Premier do Kaczyńskiego: Nie przeszkadzać
W sobotę prezes PiS wytykał też, że wały - choćby w Wilkowie - zostały przerwane i przed kolejną falą nie odbudowane. To wyraźnie zirytowało premiera. Premier zasugerował, że lider PiS obraża tych, którzy tu pracują non stop i jeśli nie potrafi pomóc - nie powinien przeszkadzać.
- Bardzo arogancka wypowiedź pana premiera Tuska. Rozumiem, że był zdenerwowany. Mam nadzieję, że jak przemyśli to, co powiedział, to przeprosi - ripostował europoseł PiS Adam Bielan.
Graś: To była propagandowa zagrywka PiS-u
Platformę zdenerwowały też inne zarzuty prezesa PiS. Choćby te, że rząd PO nie zrealizował zostawionych przez PiS planów budowy zbiornika na Wisłoce, co uchroniłoby wiele miejsc przed powodzią. - To nie były żadne plany pani minister Gęsickiej, to była propagandowa zagrywka PiS-u na dwa dni przed wyborami parlamentarnymi w 2007 roku - grzmiał Paweł Graś w TVN24. I dodał, że na te proponowane budowy, nie zagwarantowano pieniędzy.
Kaczyński: To nie może być zabawa chłopców z zapałkami
Według PiS zarzuty te są bezpodstawne. - Państwo polskie musi być na poważnie. Ono nam jest potrzebne. I to nie może być zabawa chłopców z zapałkami - mówił Jarosław Kaczyński.

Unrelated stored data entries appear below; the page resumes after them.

Issue #516, opened 2021-09-13
Improve error detection in Prometheus metrics


lapo-luchini:
Hi, I have a zrepl node which is exporting this:

`zrepl_replication_filesystem_errors{zrepl_job="backup"} 0`

but is actually been failing synchronizations for one month, the underlying problem might be related to #495 but I was thinking, in the meantime, it could be useful (and easy) to add a metric such as:

`zrepl_replication_filesystem_last_complete{zrepl_job="backup"} 1631543787665`

So that I can use a more resilient alerting such as "last complete was sent more than 24h ago".

problame:
Yes, that sounds reasonable. Could you describe in what way the replications failed?

Also, cc #481

lapo-luchini:
If a system to detect a stalled connection (i.e. `0.0 KiB` for 5 minutes, for example) was in place, the new metric I propose wouldn't be needed anymore and it would actually solve the problem |(and retry automatically later), not only give a metric to warn me to go and reset zrepl manually. 🤔
…but that's a whole different RFE (and, I guess, a lot more complex to implement).

lapo-luchini:
Nice, thanks!
I'd like to continue that patch to add "per-filesystem" granularity, and potentially using the date of the last sent snapshot date (for that filesystem) instead of the date it was sent. I'll probably need some suggestions/help with that, though, as it gets more invasive of the existing code.

PR #530, opened 2021-10-20
Add "last completed" metric to ease error reporting.

lapo-luchini:
My own attempt at closing #516.

(Please notice I know no Go, I only tried to emulate the surrounding code.)

### DIFF
--- a/daemon/job/active.go
+++ b/daemon/job/active.go
@@ -42,6 +42,7 @@ type ActiveSide struct {
 	promPruneSecs         *prometheus.HistogramVec // labels: prune_side
 	promBytesReplicated   *prometheus.CounterVec   // labels: filesystem
 	promReplicationErrors prometheus.Gauge
+	promReplicationLastComplete prometheus.Gauge
 
 	tasksMtx sync.Mutex
 	tasks    activeSideTasks
@@ -321,12 +322,18 @@ func activeSide(g *config.Global, in *config.ActiveJob, configJob interface{}) (
 		Help:        "number of bytes replicated from sender to receiver per filesystem",
 		ConstLabels: prometheus.Labels{"zrepl_job": j.name.String()},
 	}, []string{"filesystem"})
-
 	j.promReplicationErrors = prometheus.NewGauge(prometheus.GaugeOpts{
 		Namespace:   "zrepl",
 		Subsystem:   "replication",
 		Name:        "filesystem_errors",
 		Help:        "number of filesystems that failed replication in the latest replication attempt, or -1 if the job failed before enumerating the filesystems",
+		ConstLabels: prometheus.Labels{"zrepl_job": j.name.String()},
+	})
+	j.promReplicationLastComplete = prometheus.NewGauge(prometheus.GaugeOpts{
+		Namespace:   "zrepl",
+		Subsystem:   "replication",
+		Name:        "filesystem_last_complete",
+		Help:        "timestamp of last correctly completed replication",
 		ConstLabels: prometheus.Labels{"zrepl_job": j.name.String()},
 	})
 
@@ -360,6 +367,7 @@ func (j *ActiveSide) RegisterMetrics(registerer prometheus.Registerer) {
 	registerer.MustRegister(j.promPruneSecs)
 	registerer.MustRegister(j.promBytesReplicated)
 	registerer.MustRegister(j.promReplicationErrors)
+	registerer.MustRegister(j.promReplicationLastComplete)
 }
 
 func (j *ActiveSide) Name() string { return j.name.String() }
@@ -494,7 +502,11 @@ func (j *ActiveSide) do(ctx context.Context) {
 		repCancel()   // always cancel to free up context resources
 
 		replicationReport := j.tasks.replicationReport()
-		j.promReplicationErrors.Set(float64(replicationReport.GetFailedFilesystemsCountInLatestAttempt()))
+		var numErrors = replicationReport.GetFailedFilesystemsCountInLatestAttempt()
+		j.promReplicationErrors.Set(float64(numErrors))
+		if numErrors == 0 {
+			j.promReplicationLastComplete.SetToCurrentTime()
+		}
 
 		endSpan()
 	}
--- a/daemon/job/active.go
+++ b/daemon/job/active.go
@@ -42,7 +42,7 @@ type ActiveSide struct {
 	promPruneSecs         *prometheus.HistogramVec // labels: prune_side
 	promBytesReplicated   *prometheus.CounterVec   // labels: filesystem
 	promReplicationErrors prometheus.Gauge
-	promReplicationLastSuccessful prometheus.Gauge
+	promLastSuccessful    prometheus.Gauge
 
 	tasksMtx sync.Mutex
 	tasks    activeSideTasks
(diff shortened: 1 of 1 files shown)


lapo-luchini:
This could maybe improved by using "timestamp of the most recent correctly transferred snapshot" to have partial results during catch-up of a long sync with many snapshots to be sent… but if multiple filesystems are involved one could be behind the others so it would have to be done very carefully.
Current patch is very simplistic as it has missing value at start and only sets it on a successful sync, which is fine if all your servers are updated often, less nice if some is way behind and has been recently reset.
@problame what do you think about it?

lapo-luchini:
PS: is there a way to anonymously check CircleCI results? I don't have an account as I disagree to giving them _write_ access to all my _private_ repositories only to have read-only access on this PR report…

daemon/job/active.go
```diff
@@ -321,14 +322,20 @@ func activeSide(g *config.Global, in *config.ActiveJob, configJob interface{}) (
...
 		Namespace:   "zrepl",
 		Subsystem:   "replication",
 		Name:        "filesystem_errors",
 		Help:        "number of filesystems that failed replication in the latest replication attempt, or -1 if the job failed before enumerating the filesystems",
 		ConstLabels: prometheus.Labels{"zrepl_job": j.name.String()},
 	})
+	j.promReplicationLastComplete = prometheus.NewGauge(prometheus.GaugeOpts{
+		Namespace:   "zrepl",
+		Subsystem:   "replication",
+		Name:        "filesystem_last_complete",
```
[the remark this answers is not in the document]
lapo-luchini: Done.

daemon/job/active.go
```diff
@@ -494,7 +502,11 @@ func (j *ActiveSide) do(ctx context.Context) {
 		repCancel()   // always cancel to free up context resources
 
 		replicationReport := j.tasks.replicationReport()
-		j.promReplicationErrors.Set(float64(replicationReport.GetFailedFilesystemsCountInLatestAttempt()))
+		var numErrors = replicationReport.GetFailedFilesystemsCountInLatestAttempt()
+		j.promReplicationErrors.Set(float64(numErrors))
+		if numErrors == 0 {
```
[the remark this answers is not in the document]
lapo-luchini: I take from your comment this is fine as it is, for now, right?

daemon/job/active.go
```diff
@@ -321,14 +322,20 @@ func activeSide(g *config.Global, in *config.ActiveJob, configJob interface{}) (
...
 		Namespace:   "zrepl",
 		Subsystem:   "replication",
 		Name:        "filesystem_errors",
 		Help:        "number of filesystems that failed replication in the latest replication attempt, or -1 if the job failed before enumerating the filesystems",
 		ConstLabels: prometheus.Labels{"zrepl_job": j.name.String()},
 	})
+	j.promReplicationLastSuccessful = prometheus.NewGauge(prometheus.GaugeOpts{
+		Namespace:   "zrepl",
+		Subsystem:   "replication",
+		Name:        "filesystem_last_successful",
```
problame, line 335: One last nit. I think we should just use `Name: "last_successful"`. Or, we should make this a `GaugeVec` with a `filesystem` label. cc @adrianvielsack  / https://github.com/zrepl/zrepl/pull/481 , would a `GaugeVec` in this PR solve your use case as well?

lapo-luchini: Yeah, I don't need fs-level detail, but it would be a nice plus.
I'll take a stab at the patch.

lapo-luchini: Mhh, AFAICT that needs to go into `replication_logic.go` line 643 (just after `log.Debug("receive finished")`) but that involves changing a couple of structs and is a tad bit more complex than my grasp of Go allows.

lapo-luchini: What about both?
With the suggested rename (filesystem_last_successful→last_successful) this PR could land now, then I'll try and do the "each filesystem" patch, but it's way more complex and will take a bit.

lapo-luchini: Metric renamed as suggested. (I also renamed the variable because else a lot of lines would need new spaces, this was missing in previous commit)

lapo-luchini:
I'm using the following query to show this:
```PromQL
(time() - zrepl_replication_last_successful{job="$prom_job_name"}) * on(instance) group_left(raw) zrepl_version_daemon{job="$prom_job_name"}
```

Grafana panel:
```JSON
{"fieldConfig":{"defaults":{"custom":{"align":null,"filterable":false},"thresholds":{"mode":"absolute","steps":[{"color":"green","value":null},{"color":"#EAB839","value":7200},{"color":"red","value":86400}]},"mappings":[{"from":"315576000","id":1,"text":"never","to":"9999999999","type":2,"value":""}],"color":{"mode":"thresholds"},"unit":"s"},"overrides":[{"matcher":{"id":"byName","options":"last completed"},"properties":[{"id":"custom.displayMode","value":"color-text"}]}]},"gridPos":{"h":8,"w":24,"x":0,"y":13},"id":55,"options":{"showHeader":true,"sortBy":[{"desc":true,"displayName":"last completed"}]},"pluginVersion":"7.5.11","targets":[{"expr":"(time() - zrepl_replication_last_successful{job=\"$prom_job_name\"}) * on(instance) group_left(raw) zrepl_version_daemon{job=\"$prom_job_name\"}","legendFormat":"","interval":"","exemplar":true,"instant":true,"refId":"A"}],"title":"Last completed replication age","transformations":[{"id":"labelsToFields","options":{}},{"id":"organize","options":{"excludeByName":{"Time":true,"audience":true,"datacenter":false,"job":true},"indexByName":{"Time":0,"Value":7,"audience":1,"datacenter":2,"instance":3,"job":4,"raw":6,"zrepl_job":5},"renameByName":{"Value":"last completed","job":"","raw":"version","zrepl_job":""}}}],"type":"table","datasource":null}
```

problame:
I played around with this panel. For the record, it looks like this:

image


I would like to include it in the dist/grafana panel that we ship, but the problem is that the thresholds are hard-coded in the panel json. I guess we'd like to have 1x or 2x `$interval` for push side jobs, where `$interval` is the zrepl job's `interval` yaml value.

lapo-luchini:
BTW: I changed it a bit more, e.g. by adding a `max_over_time()` in order to avoid missing values after zrepl restarts before first sync is finished. Feel free to include it at your will, in original or modified form.
```
{"fieldConfig":{"defaults":{"custom":{"align":null,"filterable":false},"thresholds":{"mode":"absolute","steps":[{"color":"green","value":null},{"color":"#EAB839","value":7200},{"color":"red","value":86400}]},"mappings":[{"from":"315576000","id":1,"text":"never","to":"9999999999","type":2,"value":""}],"color":{"mode":"thresholds"},"unit":"s"},"overrides":[{"matcher":{"id":"byName","options":"last completed"},"properties":[{"id":"custom.displayMode","value":"color-text"}]}]},"gridPos":{"h":8,"w":24,"x":0,"y":13},"id":55,"options":{"showHeader":true,"sortBy":[{"desc":true,"displayName":"last completed"}]},"pluginVersion":"7.5.11","targets":[{"exemplar":true,"expr":"(time() - max_over_time(zrepl_replication_last_successful{job=\"$prom_job_name\"}[30d])) * on(instance) group_left(raw) zrepl_version_daemon{job=\"$prom_job_name\"}","instant":true,"interval":"","legendFormat":"","refId":"A"}],"title":"Last completed replication age","transformations":[{"id":"labelsToFields","options":{}},{"id":"organize","options":{"excludeByName":{"Time":true,"audience":true,"datacenter":false,"job":true},"indexByName":{"Time":0,"Value":7,"audience":1,"datacenter":2,"instance":3,"job":4,"raw":6,"zrepl_job":5},"renameByName":{"Value":"last completed","job":"","raw":"version","zrepl_job":""}}}],"type":"table","datasource":null      }
```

Europoseł PiS Marek Migalski ocenił z kolei, że "wkraczanie na powódź, wodę" to jest zarzut przede wszystkim do Donalda Tuska i Bronisława Komorowskiego. - W ostatnich dniach nawiedzają te tereny powodziowe z częstotliwością chyba przekraczającą już granicę wyporności - mówił Migalski.